What you have to do
Go through the data and tally the lines that include "scroll". The reply is that number alone.

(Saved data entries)

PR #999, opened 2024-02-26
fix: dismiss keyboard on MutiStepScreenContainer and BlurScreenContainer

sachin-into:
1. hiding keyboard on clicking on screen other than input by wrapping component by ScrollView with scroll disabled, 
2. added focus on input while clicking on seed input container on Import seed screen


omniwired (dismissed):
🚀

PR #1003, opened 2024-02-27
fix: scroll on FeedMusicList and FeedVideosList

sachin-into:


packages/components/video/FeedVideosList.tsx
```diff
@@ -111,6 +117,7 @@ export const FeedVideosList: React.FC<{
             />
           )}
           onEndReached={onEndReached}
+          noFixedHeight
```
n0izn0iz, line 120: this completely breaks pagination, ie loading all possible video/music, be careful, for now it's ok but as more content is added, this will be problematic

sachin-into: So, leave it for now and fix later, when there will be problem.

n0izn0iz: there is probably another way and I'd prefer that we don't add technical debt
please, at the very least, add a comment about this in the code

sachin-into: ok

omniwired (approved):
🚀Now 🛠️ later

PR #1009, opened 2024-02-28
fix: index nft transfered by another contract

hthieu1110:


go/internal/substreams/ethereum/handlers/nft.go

Worked solution
2